# Such A Teacher Alter Curriculum Based Upon Student's Faith



## Zenjael (Mar 16, 2012)

Last year I began instructing at a church. I have studied extensively as an undergrad with an avid interest in the subject while at George Mason University, and it occurred to me that certain aspects of martial arts, in certain styles, come into conflict with certain worldviews. While I myself am an atheist, I find it important in working with people to respecting their beliefs. Where I am contracted I am to teach Tang Soo Do, Karate that I know, following Kempo guidelines. 

It seems morally wrong to me, to teach attack techniques to people, in a church mind you, as a combat. A lot of martial arts espouse self-defense as a core tenet, yet have many techniques which do the exact opposite. No self-defense should ever result in death, within reasonable circumstances (though good luck obtaining that when people do attack you) and yet many arts have techniques which completely contain this. A reverse-inverted axe-kick to the neck, striking through a heal at the base of shoulder is fatal the majority of the time.

This is well and fine for martial arts which emphasize offense; but when teaching to Christians, is it proper to modify one's curriculum to respect their beliefs.
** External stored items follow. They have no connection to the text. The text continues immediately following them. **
PR #266, opened 2021-08-17
Fix no-Z3 build and tests

mezpusz:
Build was failing without Z3 due to test for `TheoryInstAndSimp` is not behind `VZ3` flag.

Also, empty tests fail due to `vtest run <test>` returns -1 on missing tests.
This is currently fixed by returning 0, alternatively we could exclude those tests (tZ3Interfacing.cpp, tTheoryInstAndSimp.cpp) from CMake or add empty tests in else branch of VZ3.


selig:
Looks okay to me. 

@joe-hauns can you comment on "empty tests fail due to vtest run <test> returns -1 on missing tests" - you most recently touched vtest. What do you think?

Test/UnitTesting.cpp
```diff
@@ -47,7 +47,7 @@ UnitTesting& UnitTesting::instance()
 bool UnitTesting::runTest(vstring const& unitId, vstring const& testCase) 
 {
   auto unit = findUnit(unitId);
-  if (unit == nullptr) return false;
+  if (unit == nullptr) return true;
```
joe-hauns, line 50: I'm not sure whether that's the right thing to do. How can i reproduce the issue that u wanna solve with that?
Only adding the `#if VZ3` does the job for compiling and testing everything without `z3` on my machine.

I think the `return false;` should stay so we get a test failure if we try to run a non-existing test case.

joe-hauns: ah sorry just found what the issue you meant was. I'll have a quick look and give a new comment then.

joe-hauns: I'd propose to let the `return false;`s stay `return false;`s, and skipping the z3 tests in the makefile instead. I made these changes and pushed them.

mezpusz: Thanks for the change, I agree that it's a better solution. There is probably no way anyway to make sure no one adds new tests that would fail without Z3.

PR #267, opened 2021-08-17
changing the z3 option model.compact to true.

joe-hauns:
This gives worse performance in some cases, but also gets rid of some weird cases where `z3` does not evaluate boolean values correctly when it found a model, which causes `avatar` to fail.


selig:
@quicquid apparently you might run some tests on this. If not please merge as seems fine to me.

quickbeam123:
No worries, I will take care of the testing...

Not to a degree of crippling the art, but reorienting it.

I have not done this, as I take it very serious to follow the guidelines for who I teach under. It is just, someday should I have my own school, or teach at another religious center, how I should go about it.

A strong part of me feels I should alter, but what is your input?


----------



## MA-Caver (Mar 16, 2012)

Part of one of my favorite quotes is... "...the greatest warrior is one who does not need to kill." 
In combat the possibility of someone dying without the intent of anyone causing a death can happen. IMO every instructor should already know that. You can hit someone, they fall and hit their head on something and it kills them, it doesn't take much. 
Sometimes a person won't stop no matter how much you hurt them. 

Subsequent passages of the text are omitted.